Stored items:

^^^^^^^^

PR #216, opened 2020-08-12
TVB-2746: Fix Reload Simulation from web page

adrian-dordea:
In TVB Web GUI page Project -> Operations click or the button "play" in case of an operation.
You should be taken to the Simulator page, and the clicked operation should be loaded in memory as a copy (same as when you would click "copy" in the Simulator History left column).
It should work regardless what Simulation was previously selected on the Simulator page.

### DIFF
--- a/framework_tvb/tvb/core/neocom/h5.py
+++ b/framework_tvb/tvb/core/neocom/h5.py
@@ -232,7 +232,7 @@ def determine_filepath(gid, base_dir):
 
 
 def load_view_model(gid, base_dir):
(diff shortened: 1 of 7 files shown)


adrian-dordea:
> @adrian-dordea
> I have tested multiple scenarios and I think it works fine now, but it would be good if you can give it a try tomorrow with the latest form also.
> The refactor affected Burst/Operation Cancel/Delete flow also (to not have cyclic dependency), so pls test that also.

I retested with the latest version multiple reload scenarios and also burst/operations cancel and delete flows, all seems to work fine.

PR #219, opened 2020-08-19
TVB-2773: Convert Operation.parameters into view_model_gid. Fix TVB-2777 and touch TVB-2774

adrian-dordea:
Now we store an operation parameters serialized on disk (in objects `ViewModel`).
Before we were keeping a JSON in the DB column Operation.parameters.
This is a refactor to adapt the `Operation` table to the new simplified column, and to adapt usages.


framework_tvb/tvb/interfaces/web/controllers/flow_controller.py
```diff
@@ -662,7 +661,7 @@ def store_exploration_section(self, val_range, step, dt_group_guid):
         datatype_group_ob = ProjectService().get_datatypegroup_by_gid(dt_group_guid)
         operation_grp = datatype_group_ob.parent_operation_group
         operation_obj = OperationService.load_operation(datatype_group_ob.fk_from_operation)
-        parameters = json.loads(operation_obj.parameters)
+        parameters = {}
```
liadomide, line 664: Why keep this empty dict ?

framework_tvb/tvb/tests/framework/core/factory.py
```diff
@@ -154,8 +154,8 @@ def create_operation(test_user=None, test_project=None, operation_status=STATUS_
         adapter = ABCAdapter.build_adapter(algorithm)
         view_model = adapter.get_view_model_class()()
         view_model.data_file = "."
-        operation = Operation(test_user.id, test_project.id, algorithm.id,
-                              '{"gid": "' + view_model.gid.hex + '"}', status=operation_status)
+        operation = Operation(None, test_user.id, test_project.id, algorithm.id,
```
liadomide, line 157: Why not link the `view_model.gid` here ?

framework_tvb/tvb/core/services/burst_service.py
```diff
@@ -315,7 +315,7 @@ def prepare_metrics_operation(operation):
         range_values = operation.range_values
         metric_algo = dao.get_algorithm_by_module(MEASURE_METRICS_MODULE, MEASURE_METRICS_CLASS)
 
-        metric_operation = Operation(operation.fk_launched_by, operation.fk_launched_in, metric_algo.id, '',
+        metric_operation = Operation(None, operation.fk_launched_by, operation.fk_launched_in, metric_algo.id,
```
liadomide, line 318: We need a `ViewModel` create here also, right ?

framework_tvb/tvb/core/services/backend_clients/cluster_scheduler_client.py
```diff
@@ -65,9 +65,8 @@ def _run_cluster_job(operation_identifier, user_name_label, adapter_instance):
         """
         # Load operation so we can estimate the execution time
         operation = dao.get_operation_by_id(operation_identifier)
-        kwargs = parse_json_parameters(operation.parameters)
         # kwargs = adapter_instance.prepare_ui_inputs(kwargs)
-        time_estimate = int(adapter_instance.get_execution_time_approximation(**kwargs))
+        time_estimate = int(adapter_instance.get_execution_time_approximation())
```
liadomide, line 69: `ABCAdapter.get_execution_time_approximation` expects a loaded `ViewModel` param for correct evaluation.
We should not pass empty here

framework_tvb/tvb/core/entities/storage/datatype_dao.py
```diff
@@ -245,7 +245,7 @@ def count_datatypes_generated_from(self, datatype_gid):
         count = 0
         try:
             count = self.session.query(DataType).join(Operation
-                                        ).filter(Operation.parameters.ilike('%' + datatype_gid + '%')).count()
+                                        ).filter(Operation.view_model_gid.ilike('%' + datatype_gid + '%')).count()
```
liadomide, line 248: After this change, this counter becomes useless. We were expecting to match a DataType child, now we compare with a ViewModel.gid (it will never return True). We should review all its usages, and try to replace the logic

framework_tvb/tvb/core/entities/storage/operation_dao.py
```diff
@@ -281,7 +281,7 @@ def get_operations_for_datatype(self, datatype_gid, only_relevant=True, only_in_
         """
         try:
             query = self.session.query(Operation).filter(
-                                Operation.parameters.like('%' + datatype_gid + '%')).join(
+                                Operation.view_model_gid.like('%' + datatype_gid + '%')).join(
```
liadomide, line 284: Same here, the query becomes useless with this change.
We should review its upper usages, and try to replace the logic.

liadomide (changes requested):
I see few more places were we should propagate changes/cleanup.
We should not merge unless we fix those also, otherwise those will be forgotten and become very hidden bugs.

framework_tvb/tvb/tests/framework/core/services/project_structure_test.py
```diff
@@ -496,23 +496,21 @@ def _create_operations_with_inputs(self, datatype_group, is_group_parent=False):
...
 
         # groups
         ops_group = dao.get_operations_in_group(datatype_group.fk_from_operation)
         assert 10 == len(ops_group)
-        ops_group[0].parameters = parameters
+        ops_group[0].view_model_gid = datatype_gid
         ops_group[0] = dao.store_entity(ops_group[0])
         ops_group[1].visible = False
-        ops_group[1].parameters = parameters
+        ops_group[1].view_model_gid = datatype_gid
```
liadomide, line 513: This change in unit-test is incorrect. 
It hides the problems I mentioned in my previous review, about the DAO recently touched by this PR changes.

framework_tvb/tvb/interfaces/web/controllers/flow_controller.py
adrian-dordea: it is populated below and uses range1 and range2

framework_tvb/tvb/core/services/import_service.py
```diff
@@ -363,16 +366,15 @@ def import_project_operations(self, project, import_path):
...
-    @staticmethod
-    def _get_new_form_view_model(operation):
+    def _get_new_form_view_model(operation, xml_parameters):
         # type (Operation) -> ViewModel
         ad = ABCAdapter.build_adapter(operation.algorithm)
         view_model = ad.get_view_model_class()()
-        if operation.parameters:
-            params = json.loads(operation.parameters)
+        operation.view_model_gid = view_model.gid.hex
+        dao.store_entity(operation)
```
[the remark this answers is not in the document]
adrian-dordea: The operation view_model_gid is updated here, but it is true that the method that contains this is in a for, but that is the ideea to update all operation view_model_gid's, because at initial creation they are all None/Null singe there is no view_model then

framework_tvb/tvb/tests/framework/core/factory.py
adrian-dordea: it was a miss on my side, the gid should have been linked

framework_tvb/tvb/core/services/import_service.py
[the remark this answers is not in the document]
liadomide: I still think the same operation is submitted for storage twice in DB, in an unnecessary manner.

framework_tvb/tvb/core/services/burst_service.py
```diff
@@ -315,7 +316,10 @@ def prepare_metrics_operation(operation):
         range_values = operation.range_values
         metric_algo = dao.get_algorithm_by_module(MEASURE_METRICS_MODULE, MEASURE_METRICS_CLASS)
 
-        metric_operation = Operation(operation.fk_launched_by, operation.fk_launched_in, metric_algo.id, '',
+        adapter = ABCAdapter.build_adapter(metric_algo)
+        view_model = adapter.get_view_model_class()()
```
liadomide, line 320: Is this VM stored on disk also ?

adrian-dordea: committed the save on the second review

framework_tvb/tvb/core/entities/storage/datatype_dao.py
liadomide: After analyzing where these are used, as well as discussing it with @popaula937 the proposal here is the following:
- datatypes overlay: simply remove the TAB "Derived DataTypes". Make sure entire removal: from the HTML Jinja, linked JS code, if any, code in python (down to these DAO calls). Also double check if these are not used elsewhere.
- document in Jira in an explicit comment that we do this removal, as well as describe a potential solution (with a `DataType.from_other_datatypes_gids = Column(String) # JSON with datatypes inputs in the operation.view_model used when producing the current DT`

framework_tvb/tvb/core/services/burst_service.py
```diff
@@ -315,7 +316,10 @@ def prepare_metrics_operation(operation):
         range_values = operation.range_values
         metric_algo = dao.get_algorithm_by_module(MEASURE_METRICS_MODULE, MEASURE_METRICS_CLASS)
 
-        metric_operation = Operation(operation.fk_launched_by, operation.fk_launched_in, metric_algo.id, '',
+        adapter = ABCAdapter.build_adapter(metric_algo)
+        view_model = adapter.load_view_model(operation)
```
liadomide, line 320: Is this `ViewModel` properly stored in an H5 ?

framework_tvb/tvb/core/services/project_service.py
```diff
@@ -570,9 +576,10 @@ def _remove_project_node_files(self, project_id, gid, skip_validation=False):
                     new_op = dao.store_entity(new_op)
                     to_project = self.find_project(links[0].fk_to_project).name
                     full_path = h5.path_for_stored_index(datatype)
-                    self.structure_helper.move_datatype(datatype, to_project, str(new_op.id), full_path)
+                    new_op_folfer = self.structure_helper.move_datatype(datatype, to_project, str(new_op.id), full_path)
                     datatype.fk_from_operation = new_op.id
                     datatype.parent_operation = new_op
+                    h5.store_view_model(view_model, new_op_folfer)
```
liadomide, line 582: This new storage of the VM will work, and mostly do the job.
But we could also just move the original VM H5 file, isn't it ?
I fear that by calling store_vie_model again we might change some attributes (e.g. `create_data`). Could this be true?

framework_tvb/tvb/core/services/burst_service.py
popaula937: I don't think this fix is correct, here you would load the view_model of the simulation, not the view_model of the metrics `TimeseriesMetricsAdapterModel`. I added a commit to store the metrics view_model on HPC and then stage it out and update the db accordingly.

adrian-dordea:
added 2 TODO's on operation_dao for 2 queryes that need fixing, they are not working correctly since the introduction of the view models. New task created for them: TVB-2777

framework_tvb/tvb/core/services/burst_service.py
liadomide: I just saw, that the VM gets populated in `HPCSchedulerClient._handle_metric_results`, so we are all good here.
Still I think the TODO in this method should be considered in a later refactor

liadomide (approved):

^^^^^^^^

**TRY IT:**
A complete answer gives every line of the records holding "usages".

**SOLUTION BELOW:**
This is a refactor to adapt the `Operation` table to the new simplified column, and to adapt usages.
liadomide, line 248: After this change, this counter becomes useless. We were expecting to match a DataType child, now we compare with a ViewModel.gid (it will never return True). We should review all its usages, and try to replace the logic
We should review its upper usages, and try to replace the logic.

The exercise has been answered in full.